# MP370 Daten mittels Script über Ethernet transferieren



## Heizerfraktion (29 März 2006)

Hallo Zusammen,

ich möchte Daten von einem MP370 über Ethernet auf einen externen PC übertragen. Dort werden die Daten als CSV-Datei in einem bestimmten Verzeichnis abgelegt. Das Ganze ist mittels eines VB-Script in Protool realisiert. Soweit ist das ganze kein Problem.
Nun möchte ich prüfen, ob die Datei auch in dem Verzeichnis vorhanden ist und diese Datei auch wieder auf dem MP anzeigen. Zusätzlich möchte ich den Status der Ethernetverbindung prüfen und bei fehlendr Ethernetverbindung eine Meldung ausgeben. Da ich leider kein Profi in der Scripprogrammierung bin, wäre se schon, wenn mir da jemand weiterhelfen könnte.
Danke schon mal vorab.

Gruß Heizerfraktion


----------



## Reblaus (30 März 2006)

hallo,
Am pC geht das ohne Probleme am Panel fehlen leider die entsprechenden Befehle! 
Wenn du das unbedingt brauchst würd ich mich an denn Siemens Support wenden.


----------



## volker (30 März 2006)

klar geht das.

schau mal hier http://www.sps-forum.de/showthread.php?t=3028&highlight=datei+vbscript

auszug daraus:
'abfrage ob ein verzeichnis existiert
'If fs.dir("storage card2\daten") = "" Then fs.mkdir("storage card2\daten")

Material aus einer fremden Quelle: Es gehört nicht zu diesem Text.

PR #3859, opened 2020-04-18
Removing new networking accept code

Notabilis:
The new accept code does not work on Windows, making it impossible to play LAN games with a host running Windows. The reason for this is unknown, but seems to either be in boost or Windows itself. Maybe it can be re-added with some future boost version.

No new code is introduced with this branch, and the "old" accept code should already be reviewed. If someone wants to do so anyway: It is in the #else clause of the removed preprocessor directives.
This branch should be tested under Windows, though, since I don't know whether this ever happened.


klaus-halfmann:
* Pro forma we must test this on OSX/Linux, too
* can we do this for windows only? 
   so we have the new code around until asio has evtentuall fixed this?

klaus-halfmann:
Confirm, works on OSX

Notabilis:
Okay, thanks for testing. It works for Linux on my system, so only Windows is missing when the builds are done.

We can do this for windows only, but personally I am no big fan of having multiple code paths for different boost versions or operating systems. After all, the "new" code isn't objectively better or fixes any bugs, I only consider it to be more elegant. Feel free to convince me otherwise, though.

Noordfrees (approved):
Code LGTM. Since this was tested on all three OSs, this can be merged as soon as appveyor is green. (travis failure is only the gcc)

klaus-halfmann (approved):
Works on Windows and cross  Windows OSX
(we still should file a bug against boost::asio)

klaus-halfmann:
Just on Error with  DEBUG: Ubuntu 18.04 with gcc 9.1

PR #3860, opened 2020-04-19
Allow static linking

TinoM:
WIP:
Another attempt to build and link widelands statically with msys64 mingw64


hessenfarmer:
on my local machine it seems as if MSYS mingw does not handle the -lwinmm and other SDL2 dependencies correct. According to Internet these have to be specified you can get them with sdl2-config --static-libs I think. Maybe we have to use something like -Wl static; -lwinmm .... I gave up trying out as I got frustrated.
However I think the other libraries should work with your changes made.

TinoM:
I had it working for years, but with my own distribution with only static libs available.

Currently i am at a point, where only glbinding is dynamically linked, this seems to be the only package from msys2 which does not include static libraries...

hessenfarmer:
That sounds promising. I'll keep a watch, cause I keep learning a lot about building under windows.
Thanks for your effort.

hessenfarmer:
I got it working with glew (see https://github.com/widelands/widelands/tree/static_link) However I needed to rename the glew  dll.a library to make it work. However I beleive this could be done properly in the FINDGLEW.cmake and could be made working with _DOPTION_GLEW_STATIC. I'll try to include this in the FINDGLEW.cmake and then we could have appveyor deliver static builds

TinoM:
Superseeded. @hessenfarmer has done much more work in his branch.

PR #3864, opened 2020-04-20
Fix defense upgrade descriptions in Training Glade

Niektory:


hessenfarmer (approved):
thanks for spotting and fixing

PR #3865, opened 2020-04-20
Removed `return=no_stats` from productionsite programs

### LINKED ISSUE #3863: Wrong ratio of Granite:Marble produced by Empire Marble Mine
**To Reproduce**
1. Load the savegame: [marble_mine_test.wgf.zip](https://github.com/widelands/widelands/files/4504655/marble_mine_test.wgf.zip)
2. Observe the Marble Mine. It will keep executing the `mine_granite` program, mining in the ratio 3 Granite : 1 Marble until input wares run out. The `mine_marble` program (which would produce 1 Granite and 3 Marble) is never executed. The mine's behavior is the same whether the economy needs only granite, only marble, or both.

In this case the mine is "stuck in the `mine_granite` loop", and this is what usually happens. But I also observed "stuck in `mine_marble` loop" behavior occasionally on other maps. I'm guessing this depends on the exact timing when production starts.

**Expected behavior**
I can think of two behaviors that would make sense:
1. `mine_granite` should only be executed when the economy needs Granite, and `mine_marble` only when the economy needs Marble.
2. Granite and Marble should always be mined in the same ratio (2:2 or whatever is desired). In this case there's probably no need to have two separate programs at all.

**Version:**
 - OS: Manjaro Linux
 - Widelands Version: r24564[5703fc9@master] (Release), the same behavior also observed in Build 20

hessenfarmer:
fixes #3863


Niektory:
Seems to work. Both the Empire Marble Mines and the Atlantean Crystal Mines run their programs in a round-robin order now.

Niektory (approved):
The changes look good.

Looking at the source the problem appears to be that `ProgramResult::kNone` is used for both "program not yet called" and "returned with no_stats" states:
https://github.com/widelands/widelands/blob/9256debc0fe6c8e00dc765d31802237a703bc6e5/src/logic/map_objects/tribes/production_program.cc#L428-L429
https://github.com/widelands/widelands/blob/9256debc0fe6c8e00dc765d31802237a703bc6e5/src/logic/map_objects/tribes/production_program.cc#L607-L609

Should we remove `return=no_stats` completely if it's bugged and not needed?

I still think Empire Marble Mine doesn't need two separate mining programs if the conditions are the same. But it doesn't need to be changed now.

hessenfarmer:
I believe I removed it totally in the lua files. But I would be glad if you would double check. So we shoudl remove it in the c++ part as well as it is dead code now.  will Do this asap.

Niektory:
Yes I checked, it's removed from all lua files.

src/logic/map_objects/tribes/production_program.h
```diff
@@ -110,7 +110,6 @@ struct ProductionProgram : public MapObjectProgram {
 	///    Failed             ::= "failed"
 	///    Completed          ::= "completed"
 	///    Skipped            ::= "skipped"
-	///    None               ::= "no_stats"
```
Niektory, line 113: Remove from line 109 as well?

Niektory (changes requested):
Missed one change on line 109, the rest looks good.

( Some of the code using `ProgramResult::kNone` might be obsolete now, but I'm not sure which parts, so maybe better leave them alone to not break anything :) )

src/logic/map_objects/tribes/production_program.h
hessenfarmer: I left this in line 109 due to this state may still happen if a program doesn't get start.

Niektory: It's in the "Parameter syntax" section of `ActReturn` though. It lists parameters that can be used when returning. So the "not started" state doesn't apply here I think.

hessenfarmer: ok I'll remove it thanks for reviewing.

Niektory (approved):

hessenfarmer:
Niektory has approved this but git doesn't recognize. 
I would be interested why this is the case and how to fix this as he showed great ability codewise.
So he should be allowed approving 

As the branch is approved it should be merged

Noordfrees:
@hessenfarmer you are an admin, right? So you can merge PRs yourself even if automatic merging is blocked.
@Niektory please request to join the team [widelands/elders](https://github.com/orgs/widelands/teams/elders/members) then you'll have push access to origin and your reviews count for automatic merging

hessenfarmer:
@Noordfrees 
Yes I am but it felt wrong to merge my own stuff without a properly recognized review so I hesitated. I would use it for travis or appveyor things and so on

Niektory:
Oops, a small problem slipped through. The changes to training sites' `sleep` programs cause them to increase productivity when there are no soldiers inside. I guess we need `return=failed` or `return=skipped` in place of `return=no_stats` there.

hessenfarmer:
will look into it tonight.

hessenfarmer:
@tppq 
As I assume you understood the code of the trainingsite could you please explain under which circumstances the sleep program is called. Thanks in advance

Niektory:
Hmm... I found 2 places.

This one is called when all upgrade priorities are 0 and all upgrade credits are less than 10; I have no idea when that happens:
https://github.com/widelands/widelands/blob/3dcdf52b09aacc2cf1f687e190b566503715b8a3/src/logic/map_objects/tribes/trainingsite.cc#L799-L801

This is called when there are no soldiers present at the training site with upgradable level for the attempted upgrade type:
https://github.com/widelands/widelands/blob/3dcdf52b09aacc2cf1f687e190b566503715b8a3/src/logic/map_objects/tribes/trainingsite.cc#L830-L831

PR #3871, opened 2020-04-21
Fixes issue #3869 : No training in camp for Empire

### LINKED ISSUE #3869: No training in camp for Empire
A few days ago, I started a game as Empire (red player in Lesser Ring 1.2 map).
Yesterday I was finally able to build a training camp.

As soon as it was finished, 4 soldiers went in there (I had set the capacity to 4). No training happened, since there were no helmets for a while.

The moment helmets arrived, the 4 soldiers left the camp. Now, I no soldiers are going to the camp. Though there are plenty of soldiers sitting in the warehouses.
I tried reducing the capacity to 0, the increasing it again a few times, I tried reloading the savegame. Still, no soldiers go to the training camp.

On the other hand, I see well-trained Atlantean soldiers from AI players, so traning must work for them. Also my Colosseum is working fine.

P.S.: Both at game start and yesterday, I was using widelands from then-current git.

P.P.S.: Savegame: http://www.colecovision.eu/stuff/widelands-no-training/PkK%202.wgf

tppq:
Fixes #3869 probably. I did not test this properly yet, see bug discussions for details. I decided to make this visible anyway.


tppq:
>  I did not test this properly yet.

done by now.

Niektory:
I got a replay desync. I don't know whether it's caused by this but it happens right after a training site is constructed so it's suspicious. Sometimes it happens at 21:20 and sometimes at 23:17.
[3869_desync.zip](https://github.com/widelands/widelands/files/4537114/3869_desync.zip)
Played with cedb5e4

tppq:
> I got a replay desync.

I did horrible amounts of playing last weekend, but replays did not cross my mind..

Great testing! Thanks, I'll take a look (in the evening).

tppq:
>... so it's suspicious. 

You should be. Thanks. This should also have shown in multiplayer, not only replay.

Niektory:
Played a test game using 4fcb936. I still saw some long delays. See these saves:

- [training_delay_test_1.wgf.zip](https://github.com/widelands/widelands/files/4566972/training_delay_test_1.wgf.zip) : A soldier finishes training at the training camp at 6:10:33. His replacement leaves the nearby warehouse at 6:11:23 (50 seconds later).
- [training_delay_test_2.wgf.zip](https://github.com/widelands/widelands/files/4566970/training_delay_test_2.wgf.zip) : A soldier finishes training at the training camp at 6:22:09. His replacement leaves the nearby warehouse at 6:23:22 (73 seconds later).

tppq:
> I still saw some long delays. See these saves

Hello, thanks for playtesting. I looked at the savegames. First casually, and saw nothing wrong. However, looking at the timestamps I realized that you are right: the time to next solder was longer that discussed in the previous ticket. Sorry for that, I am a bit blind in this particular matter, because it worked well in my eyes.

src/logic/map_objects/tribes/trainingsite.cc
```diff
@@ -484,6 +523,14 @@ void TrainingSite::update_soldier_request(bool did_incorporate) {
 				requesting_weak_trainees_ = false;
 				latest_trainee_was_kickout_ = false;
 			}
+			if (kUpperBoundThreshold_ <= repeated_layoff_ctr_ && 0 == soldiers_.size()) {
```
Noordfrees: use `empty()` instead of `size() == 0`

Noordfrees (commented):
Code LGTM, one comment inline.
Has someone tested this further?

hessenfarmer:
will test this tonight if nobody is faster.

src/logic/map_objects/tribes/trainingsite.cc
tppq: No problem.. I usually do not write C++, and can forget details like this.

hessenfarmer:
ok I playtested this a bit. it works if there are superfluous soldiers in warehouses. However i didn't see any soldier in the sites while I was short on soldiers. I am not sure but I believe in the previous version (b20) some soldiers were leaving their military site to get trained even when the milsite requests were not fully fulfilled. Or maybe it were for some new recruits to enter the training rather then going to a milsite first. However training took place while not all milsites manned completely I think. Could you check whether the new algorithm is different to the old one for this case? as by this you would need to micromanage a lot to make the effect happen that a training site chooses the correct soldier, as it doesn't choose any at all although fully supplied.

tppq:
> ok I playtested this a bit. 

Thanks, I appreciate that a lot. I really suck at testing own code: I end up repeating the same play pattern and admiring performance in those cases, leading to limited test coverage, despite number of hours spent.

>  I am not sure but I believe in the previous version (b20) some soldiers were leaving their military site to get trained even when the milsite requests were not fully fulfilled. 

Military sites send out soldiers only if better candidates are available. Sending soldiers away can happen before the new guy has arrived, but not before he is assigned. This feature is unaffected by the bugfix or the new feature being patched.

A side-effect of the recent changes is that militarysite re-builds its request periodically. Because of this, the request is new in terms of gametime. I have not verified this, but it seems that old requests have at least higher odds of being fulfilled when there is a shortage of wares/workers. Therefore, if you have empty military buildings and an empty trainingsite, the military sites are more likely (than previously) to get a new soldier from the barracks. That is not related to this bugfix, though. I encourage you to continue discussing the details after build-21. 

> Could you check whether the new algorithm is different to the old one for this case?

The new  feature, or this fix, does not affect military sites at all. Also, militarysite and trainingsite do not negotiate anything with soldiers, both places just ask for soldiers from their economy, and release soldiers to economy. Could you describe, in other words, what should I check?

> as by this you would need to micromanage a lot

Micromanaging is only needed if there are no unassigned soldiers in the economy. However, in that case the player is making an error in my opinion. Barracks is missing/under-resourced or so. Are you saying that militarysites should realize that trainingsites are empty, and send stationed untrained soldiers away for extra training? That would be much of extra code, and should not be done during pre-release freeze.

Thanks once more for the testing. If I failed to respond to all your concerns, please be patient and raise again.

frankystone:
> ok I playtested this a bit. it works if there are superfluous soldiers in warehouses. However i didn't see any soldier in the sites while I was short on soldiers. I am not sure but I believe in the previous version (b20) some soldiers were leaving their military site to get trained even when the milsite requests were not fully fulfilled.

No, afaik new soldiers went directly 
1. to a warehouse
2. to not full filled military sites

Empty training sites is/was normal if you have militray sites which are not full of soldiers. One has to reduce the amount of soldiers in military sites, to get them into a trainingsite. In my opinion this behavior shouldn't be changed a lot.

hessenfarmer:
Ok as said I was not sure about this. I combined testing this branch with playtesting the campaigns and in empire 4 I had massive lacks of soldiers as the barracks couldn't bring them out as quickly as they were needed at the front. The new Ai makes  difference in this scenario. 

So as Kaputtnik can't confirm my suspicion I think we could have this for b21. Let'S see what users think of this in the final call for testing.

Noordfrees (approved):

so kannst du prüfen ob der netzwerkpfad existiert.
anstatt storage card2\daten nimmst du \\netzfreigage\pfad
in obiger zeile wird bei nichtvorhandensein das verz erzeugt. anstatt dessen kannst du eine meldung setzen.

'abfrage ob eine datei existiert
'If fs.dir("storage card2\daten\datei.txt") = "" Then 
...
end if

eine datei auf einem mp anzeigen geht nicht so ohne weiteres. 
einzige möglichkeit ist den ie mit prosave installieren und mit diesem die csv öffnen.
oder mit ptp die datei zeilenweise einlesen. auf meiner hp findest du dazu ein beispiel unter sps\protool

*was ich dir aber empfehle.*
speicher deine daten nicht direkt ins netzwerk. sollte das mal ausfallen funktioniert deine protokollierung nicht mehr.
ich mache das so.
ich schreibe meine daten auf die storagecard. dann prüfe ich ob der netzwerkpfad existiert. wenn ja kopiere ich die datei ins netzwerk. weiterer vorteil ist, du hast eine sicherheitskopie.


----------



## Reblaus (30 März 2006)

volker schrieb:
			
		

> klar geht das.
> .


Ja die Abfrage ob ein File vorhanden ist schon das hatte ich nicht richtig gelesen( Sorry)
Aber ich meine die Abfrage ob eine bestimme IP erreichbar ist!
Das bekomme ich nicht hin. 
also ein Ping geht nicht zumindest nicht wie gewünscht:
Würde gerne einen Button drücken und in meiner Stringvariable soll stehen IP erreichbar oder nicht.
Wie gesagt am PC kein Problem am Panel schaff ich es einfach nicht!


----------



## volker (30 März 2006)

nein, mit der ip geht das nicht.
aber du kennst doch den freigabename und das verzeichnis auf das du zugreifen willst.
du fragst nun ab, ob dieses verzeichnis existiert. ist dies der fall, weisst du auch das der rechner erreichbar ist. existiert das verzeichnis nicht, ist der rechner nicht da und du setzt dir das störmeldebit.


----------



## Heizerfraktion (30 März 2006)

Hallo Zusammen,

vielen Dank erst mal für die promten Antworten. Das hat mir shr weitergeholfen. Die von Volker angesprochene Variante, die Daten auf der Storagecard2 (extern) zu speichern, ist bereits realisiert. Mit der zusätzlichen Kopie ist eine Auswertung über Netzwerkzugriff möglich->Excel. 
Bei dem Projekt sind die Rezeptdaten als Archiv auf dem Flash vom MP abgelegt. Ich persönlich halte davon nix. Siemens rät auch von dieser Variante auch ab und empfiehlt das speichern auf einer externen CFcard. Wer hat Erfahrungen mit der Performance und der Lebensdauer von solchen Karten?


----------



## volker (30 März 2006)

ich speicher grundsätzlich alles auf der cf-card. hatte noch nie probs mit geschwindigkeit oder ausfällen. einige anlagen laufen so schon seit einigen jahren. und nimm bloss nicht die von siemens. ich glaub da kosten 32mb 100€. ich benutze stinknormale die es überall zu kaufen gibt.

übrigens:
mit dem usb-treiber kannst du das auch auf einen usb-stick schreiben falls dir das besser gefällt. findest du auf meiner hp unter sps/protool.
leider funktionieren nicht alle sticks (siehe geräteliste)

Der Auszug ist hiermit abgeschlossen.